Systematic reviews confirm that mediatization of war is a rapidly evolving field but remains geographically and methodologically uneven. A meta-analysis of nearly 90 studies from 2018 to 2022 found that most research stems from communication, political science, and sociology, relying heavily on qualitative approaches such as discourse analysis, narrative inquiry, and ethnography (Kopecka-Piech et al., 2024). While case studies—especially from Eastern Europe and the Middle East—dominate, recurring themes include narrative framing, audience participation, and real-time meaning-making. Across this literature, one insight stands out: In mediatized warfare, media are not peripheral observers but central structuring forces that influence how wars are fought, experienced, and remembered.
Toward a Multidimensional Framework for Analyzing the Mediatization of War
The Hamas attack on October 7, 2023, and the ensuing war offered an unprecedented demonstration of how deeply mediatization now shapes the conduct and perception of armed conflict. One of its most striking features was the sheer volume and accessibility of visual materials broadcast and shared in real time. In earlier wars, reporting and interpretation were largely mediated by traditional news outlets and institutional actors. Today, however, journalists and military forces are no longer the sole narrators of war. Private citizens—equipped with smartphones, body cameras, drones, and access to platforms such as WhatsApp, Telegram, Facebook, and X—operate as active documentarians. This proliferation of devices and platforms has created a multichanneled, unfiltered, and often uncontrolled flow of wartime content, where real-time documentation transforms individuals from passive witnesses into participants in shaping the war’s narrative. Similar uses of WhatsApp and community-based messaging during terror attacks and emergencies in Israel have been documented in earlier research as well (Lev-On, 2018; Simon et al., 2016).

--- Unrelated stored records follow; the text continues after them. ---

PR #2765, opened 2026-02-08
Packaging: Debian packaging for 32bit RaspiOS

andrewbird:
On RaspiOS 32 bit the library install path is
/usr/lib/arm-linux-gnueabihf so we need to wildcard the packaging to accommodate.


andrewbird:
I had a quick look at the Termux failure, but couldn't see how I made the patch fail to apply.

stsp:
I've no idea either, but termux
repo is very unstable. :(

stsp:
Thanks!

andrewbird:
Thanks.

PR #2767, opened 2026-02-08
DPMI: Add fast path for aligned access

andrewbird:


src/dosext/dpmi/dpmi.c
```diff
@@ -3195,18 +3195,25 @@ static void do_int31(cpuctx_t *scp)
...
       p = GetSegmentBase(_es) + _edi;
     else
       p = GetSegmentBase(_es) + LO_WORD(_edi);
     e_invalidate(p, sizeof(struct SHM_desc));
-    memcpy(&shm, LINEAR2UNIX(p), sizeof(shm));
-    err = DPMIAllocateShared(&shm);
-    memcpy(LINEAR2UNIX(p), &shm, sizeof(shm));
+
+    p2 = LINEAR2UNIX(p);
+    if ((uintptr_t)p2 % 4) {    // unaligned
```
stsp: 64bit is 8.
Note that I used .p2align, not .balign,
which then stands for 16.

Overall, for micro-optimizations
the suggestion is to apply your
skills to JIT, not to DPMI. :)

andrewbird: would 'sizeof(void *)' be okay?

I know nothing about JIT, as for optimisations I only wanted to return any speed lost by supporting the RPi 32bit mode. :-)

stsp: > would 'sizeof(void *)' be okay?

Likely so, but it is all a dark matter.
Who knows if the optimizer can
_assume_ the sufficient alignment?
It sees the pointer, it knows the
ABI, and maybe it feels lucky to
just throw away that branch...
I just don't think this worth the
trouble.

andrewbird: okay I'll drop it then, I don't want to introduce any oddities.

While civilians were indeed the primary documentarians in many of the affected communities—due largely to the prolonged absence of Israeli forces from several areas in the early hours of the attack—it is important to note that they were not the sole source of visual materials. Military personnel were present in a number of locations, including bases and roadways that were attacked early in the assault, and some documentation originated from these positions as well. In addition, footage recorded by Hamas militants themselves, through body cameras and drones, formed a significant component of the emerging visual archive. The overall corpus of documentation from October 7, therefore, reflects contributions from multiple actors, even if civilian-generated materials were disproportionately prominent.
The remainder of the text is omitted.